**INSTRUCTIONS TO FOLLOW:** Given the material below, return only the lines starting at the line with "int two_liner_whitespace(int foo, int bar);" and ending at the line with "del lines[0]", exactly as they appear.

Segment Start: INFORMATION SHOWN

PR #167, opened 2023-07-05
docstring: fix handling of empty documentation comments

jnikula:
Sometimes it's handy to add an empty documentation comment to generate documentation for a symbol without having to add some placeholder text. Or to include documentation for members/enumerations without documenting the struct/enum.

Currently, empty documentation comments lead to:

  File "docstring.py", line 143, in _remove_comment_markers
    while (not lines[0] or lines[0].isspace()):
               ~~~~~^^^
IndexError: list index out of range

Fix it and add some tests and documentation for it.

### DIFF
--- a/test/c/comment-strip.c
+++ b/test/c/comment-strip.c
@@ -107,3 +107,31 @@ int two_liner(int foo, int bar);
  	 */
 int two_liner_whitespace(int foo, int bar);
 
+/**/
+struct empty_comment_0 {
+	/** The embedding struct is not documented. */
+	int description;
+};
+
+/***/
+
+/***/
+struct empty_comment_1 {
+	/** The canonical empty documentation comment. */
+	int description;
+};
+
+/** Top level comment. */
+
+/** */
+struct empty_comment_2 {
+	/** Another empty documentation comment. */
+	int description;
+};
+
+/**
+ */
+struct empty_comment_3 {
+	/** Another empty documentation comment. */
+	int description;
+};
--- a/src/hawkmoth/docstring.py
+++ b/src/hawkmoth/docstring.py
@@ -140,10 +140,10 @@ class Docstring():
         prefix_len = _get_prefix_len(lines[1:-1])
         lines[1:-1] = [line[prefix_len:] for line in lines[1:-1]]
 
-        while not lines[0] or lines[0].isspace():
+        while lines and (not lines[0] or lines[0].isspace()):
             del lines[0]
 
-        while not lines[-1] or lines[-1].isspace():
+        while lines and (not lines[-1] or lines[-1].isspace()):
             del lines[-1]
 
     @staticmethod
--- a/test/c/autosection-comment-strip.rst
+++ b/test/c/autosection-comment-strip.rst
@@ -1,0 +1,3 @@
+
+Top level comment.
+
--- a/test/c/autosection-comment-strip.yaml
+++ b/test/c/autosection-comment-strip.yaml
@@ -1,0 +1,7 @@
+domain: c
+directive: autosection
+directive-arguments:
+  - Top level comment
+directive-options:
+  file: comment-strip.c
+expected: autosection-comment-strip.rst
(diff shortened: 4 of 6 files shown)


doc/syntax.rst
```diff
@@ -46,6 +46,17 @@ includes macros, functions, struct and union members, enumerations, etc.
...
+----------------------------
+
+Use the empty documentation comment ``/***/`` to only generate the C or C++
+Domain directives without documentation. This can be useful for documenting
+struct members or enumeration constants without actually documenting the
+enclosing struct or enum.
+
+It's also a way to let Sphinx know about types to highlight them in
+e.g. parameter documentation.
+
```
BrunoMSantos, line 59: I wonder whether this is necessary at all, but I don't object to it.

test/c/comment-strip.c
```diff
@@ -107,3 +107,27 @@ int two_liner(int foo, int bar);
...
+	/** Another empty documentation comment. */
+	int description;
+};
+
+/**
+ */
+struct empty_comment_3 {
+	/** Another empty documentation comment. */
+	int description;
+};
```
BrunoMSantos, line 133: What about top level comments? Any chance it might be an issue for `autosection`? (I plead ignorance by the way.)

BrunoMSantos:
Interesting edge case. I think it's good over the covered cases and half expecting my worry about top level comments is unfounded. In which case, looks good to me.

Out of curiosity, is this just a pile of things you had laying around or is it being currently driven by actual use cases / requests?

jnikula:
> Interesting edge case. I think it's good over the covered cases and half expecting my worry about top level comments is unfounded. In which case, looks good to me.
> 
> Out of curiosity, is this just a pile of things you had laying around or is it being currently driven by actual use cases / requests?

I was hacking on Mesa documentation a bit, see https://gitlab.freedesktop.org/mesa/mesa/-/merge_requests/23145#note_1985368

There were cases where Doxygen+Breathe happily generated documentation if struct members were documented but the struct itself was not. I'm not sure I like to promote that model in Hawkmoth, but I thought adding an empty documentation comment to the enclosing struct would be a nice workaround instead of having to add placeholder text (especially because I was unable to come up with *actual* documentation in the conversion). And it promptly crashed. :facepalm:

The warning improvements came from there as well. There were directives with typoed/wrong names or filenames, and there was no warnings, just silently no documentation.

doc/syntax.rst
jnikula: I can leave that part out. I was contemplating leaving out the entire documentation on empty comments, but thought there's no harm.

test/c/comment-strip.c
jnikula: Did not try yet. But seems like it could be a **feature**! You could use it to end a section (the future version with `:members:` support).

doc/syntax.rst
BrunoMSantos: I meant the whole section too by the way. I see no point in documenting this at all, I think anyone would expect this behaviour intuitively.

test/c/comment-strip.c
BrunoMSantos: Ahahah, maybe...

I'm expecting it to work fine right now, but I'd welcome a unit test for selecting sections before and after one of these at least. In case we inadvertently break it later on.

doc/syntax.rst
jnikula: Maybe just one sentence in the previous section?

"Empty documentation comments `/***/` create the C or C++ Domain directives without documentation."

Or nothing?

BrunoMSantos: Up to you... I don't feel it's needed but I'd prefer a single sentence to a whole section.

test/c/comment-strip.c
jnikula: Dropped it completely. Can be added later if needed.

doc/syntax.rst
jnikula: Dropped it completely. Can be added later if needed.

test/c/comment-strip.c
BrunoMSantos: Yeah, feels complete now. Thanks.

Segment End: INFORMATION SHOWN
Segment Start: INFORMATION SHOWN

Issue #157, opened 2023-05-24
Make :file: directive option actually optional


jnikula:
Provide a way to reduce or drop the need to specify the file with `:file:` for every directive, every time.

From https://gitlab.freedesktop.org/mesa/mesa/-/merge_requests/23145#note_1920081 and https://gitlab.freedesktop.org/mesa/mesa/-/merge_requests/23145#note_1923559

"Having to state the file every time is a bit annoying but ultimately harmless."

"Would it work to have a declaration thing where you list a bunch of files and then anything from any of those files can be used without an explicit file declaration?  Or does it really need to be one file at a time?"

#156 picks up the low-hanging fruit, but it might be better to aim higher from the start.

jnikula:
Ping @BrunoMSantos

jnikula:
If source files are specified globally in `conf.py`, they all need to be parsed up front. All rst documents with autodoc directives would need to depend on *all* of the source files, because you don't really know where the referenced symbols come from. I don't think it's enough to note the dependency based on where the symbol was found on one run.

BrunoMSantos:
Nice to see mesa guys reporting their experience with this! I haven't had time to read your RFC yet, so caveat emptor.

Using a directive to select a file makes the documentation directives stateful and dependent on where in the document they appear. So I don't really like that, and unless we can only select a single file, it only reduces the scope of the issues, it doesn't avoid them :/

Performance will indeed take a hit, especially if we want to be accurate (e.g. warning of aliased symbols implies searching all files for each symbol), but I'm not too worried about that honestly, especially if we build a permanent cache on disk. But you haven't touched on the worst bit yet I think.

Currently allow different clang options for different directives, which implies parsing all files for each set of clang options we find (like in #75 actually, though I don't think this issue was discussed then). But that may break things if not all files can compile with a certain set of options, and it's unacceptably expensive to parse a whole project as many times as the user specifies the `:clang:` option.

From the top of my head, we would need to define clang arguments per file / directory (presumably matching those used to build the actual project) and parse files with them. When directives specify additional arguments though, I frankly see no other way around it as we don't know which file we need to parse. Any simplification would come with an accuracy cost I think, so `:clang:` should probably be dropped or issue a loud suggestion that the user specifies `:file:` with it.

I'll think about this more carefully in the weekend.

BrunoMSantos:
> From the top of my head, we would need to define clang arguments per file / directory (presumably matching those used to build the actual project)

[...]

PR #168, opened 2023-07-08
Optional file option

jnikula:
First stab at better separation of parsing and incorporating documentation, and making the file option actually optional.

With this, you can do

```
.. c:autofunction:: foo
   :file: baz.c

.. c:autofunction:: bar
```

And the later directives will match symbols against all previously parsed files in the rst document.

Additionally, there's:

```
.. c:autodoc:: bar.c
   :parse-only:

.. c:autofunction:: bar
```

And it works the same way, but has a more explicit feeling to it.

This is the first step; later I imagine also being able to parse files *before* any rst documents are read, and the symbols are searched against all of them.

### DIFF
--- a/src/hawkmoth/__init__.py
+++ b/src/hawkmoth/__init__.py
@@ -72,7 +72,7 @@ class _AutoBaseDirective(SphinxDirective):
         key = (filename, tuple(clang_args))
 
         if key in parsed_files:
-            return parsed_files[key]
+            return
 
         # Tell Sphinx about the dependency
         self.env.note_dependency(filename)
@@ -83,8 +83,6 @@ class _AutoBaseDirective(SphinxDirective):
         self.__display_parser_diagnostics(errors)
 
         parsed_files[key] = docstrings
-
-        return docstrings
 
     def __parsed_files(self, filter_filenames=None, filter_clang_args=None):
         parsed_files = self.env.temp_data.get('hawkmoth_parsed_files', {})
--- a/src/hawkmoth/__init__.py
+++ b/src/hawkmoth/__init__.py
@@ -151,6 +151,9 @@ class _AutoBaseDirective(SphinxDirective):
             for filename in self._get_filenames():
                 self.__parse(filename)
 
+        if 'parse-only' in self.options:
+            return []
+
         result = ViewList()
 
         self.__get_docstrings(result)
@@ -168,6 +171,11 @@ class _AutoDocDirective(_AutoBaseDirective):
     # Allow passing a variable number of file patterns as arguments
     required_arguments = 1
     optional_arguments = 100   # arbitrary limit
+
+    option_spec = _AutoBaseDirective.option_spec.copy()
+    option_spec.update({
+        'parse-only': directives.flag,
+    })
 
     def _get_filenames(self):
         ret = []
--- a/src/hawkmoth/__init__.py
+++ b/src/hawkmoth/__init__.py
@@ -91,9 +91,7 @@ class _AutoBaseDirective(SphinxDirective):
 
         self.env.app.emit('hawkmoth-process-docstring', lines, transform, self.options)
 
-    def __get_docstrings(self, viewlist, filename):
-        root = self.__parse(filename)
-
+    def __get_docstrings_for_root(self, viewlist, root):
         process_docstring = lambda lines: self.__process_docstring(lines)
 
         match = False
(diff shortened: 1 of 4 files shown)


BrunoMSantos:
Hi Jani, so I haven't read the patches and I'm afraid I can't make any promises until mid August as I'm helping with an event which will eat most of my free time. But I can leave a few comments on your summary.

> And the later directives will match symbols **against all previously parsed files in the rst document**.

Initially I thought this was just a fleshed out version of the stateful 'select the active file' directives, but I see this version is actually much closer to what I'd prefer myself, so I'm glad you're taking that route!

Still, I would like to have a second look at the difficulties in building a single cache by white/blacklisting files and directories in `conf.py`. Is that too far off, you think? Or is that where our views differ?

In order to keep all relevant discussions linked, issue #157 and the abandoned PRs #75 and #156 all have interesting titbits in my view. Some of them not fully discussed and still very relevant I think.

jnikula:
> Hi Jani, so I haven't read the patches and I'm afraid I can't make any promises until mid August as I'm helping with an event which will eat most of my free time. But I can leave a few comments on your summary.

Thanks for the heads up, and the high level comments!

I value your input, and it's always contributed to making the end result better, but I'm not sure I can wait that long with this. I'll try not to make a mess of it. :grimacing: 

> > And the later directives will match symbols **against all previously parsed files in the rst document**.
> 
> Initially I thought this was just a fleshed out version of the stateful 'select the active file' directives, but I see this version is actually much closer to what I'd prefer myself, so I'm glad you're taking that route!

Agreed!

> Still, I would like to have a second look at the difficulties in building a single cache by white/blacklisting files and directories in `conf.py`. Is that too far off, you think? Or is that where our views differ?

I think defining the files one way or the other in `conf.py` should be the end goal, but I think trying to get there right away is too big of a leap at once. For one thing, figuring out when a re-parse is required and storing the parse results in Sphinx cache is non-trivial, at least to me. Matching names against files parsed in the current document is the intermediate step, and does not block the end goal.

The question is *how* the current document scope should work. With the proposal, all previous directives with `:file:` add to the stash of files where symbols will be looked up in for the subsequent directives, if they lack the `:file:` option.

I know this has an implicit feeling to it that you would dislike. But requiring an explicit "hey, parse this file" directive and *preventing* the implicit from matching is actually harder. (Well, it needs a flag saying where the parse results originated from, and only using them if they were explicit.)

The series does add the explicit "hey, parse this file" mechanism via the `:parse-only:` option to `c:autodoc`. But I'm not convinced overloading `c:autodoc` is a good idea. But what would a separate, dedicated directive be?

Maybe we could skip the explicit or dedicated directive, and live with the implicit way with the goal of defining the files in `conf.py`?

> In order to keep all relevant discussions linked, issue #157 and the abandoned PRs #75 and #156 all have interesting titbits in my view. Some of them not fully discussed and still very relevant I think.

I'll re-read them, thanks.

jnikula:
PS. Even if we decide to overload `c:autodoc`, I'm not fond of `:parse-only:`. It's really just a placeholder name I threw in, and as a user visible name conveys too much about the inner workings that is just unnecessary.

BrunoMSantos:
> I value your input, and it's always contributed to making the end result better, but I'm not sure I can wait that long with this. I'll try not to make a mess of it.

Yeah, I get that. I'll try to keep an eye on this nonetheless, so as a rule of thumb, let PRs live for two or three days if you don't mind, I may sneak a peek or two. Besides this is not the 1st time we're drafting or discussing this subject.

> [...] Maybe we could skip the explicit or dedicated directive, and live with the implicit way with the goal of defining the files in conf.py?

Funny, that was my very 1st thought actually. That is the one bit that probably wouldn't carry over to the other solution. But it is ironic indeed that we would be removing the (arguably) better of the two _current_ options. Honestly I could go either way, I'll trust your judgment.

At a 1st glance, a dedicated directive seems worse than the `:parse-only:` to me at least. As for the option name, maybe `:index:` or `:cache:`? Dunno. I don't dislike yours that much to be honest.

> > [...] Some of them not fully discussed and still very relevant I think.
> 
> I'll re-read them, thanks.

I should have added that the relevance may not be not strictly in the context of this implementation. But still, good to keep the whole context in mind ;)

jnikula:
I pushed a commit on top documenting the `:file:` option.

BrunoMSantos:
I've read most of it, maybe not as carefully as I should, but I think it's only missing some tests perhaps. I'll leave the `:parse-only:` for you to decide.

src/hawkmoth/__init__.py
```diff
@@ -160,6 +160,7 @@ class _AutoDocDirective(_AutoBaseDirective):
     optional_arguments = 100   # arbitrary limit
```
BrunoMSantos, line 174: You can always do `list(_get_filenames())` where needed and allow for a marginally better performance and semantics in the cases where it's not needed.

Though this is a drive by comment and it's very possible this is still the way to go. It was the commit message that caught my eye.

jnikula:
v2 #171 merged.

Segment End: INFORMATION SHOWN

**RESPONSE FOR THIS EXERCISE:**
 int two_liner_whitespace(int foo, int bar);
 
+/**/
+struct empty_comment_0 {
+	/** The embedding struct is not documented. */
+	int description;
+};
+
+/***/
+
+/***/
+struct empty_comment_1 {
+	/** The canonical empty documentation comment. */
+	int description;
+};
+
+/** Top level comment. */
+
+/** */
+struct empty_comment_2 {
+	/** Another empty documentation comment. */
+	int description;
+};
+
+/**
+ */
+struct empty_comment_3 {
+	/** Another empty documentation comment. */
+	int description;
+};
--- a/src/hawkmoth/docstring.py
+++ b/src/hawkmoth/docstring.py
@@ -140,10 +140,10 @@ class Docstring():
         prefix_len = _get_prefix_len(lines[1:-1])
         lines[1:-1] = [line[prefix_len:] for line in lines[1:-1]]
 
-        while not lines[0] or lines[0].isspace():
+        while lines and (not lines[0] or lines[0].isspace()):
             del lines[0]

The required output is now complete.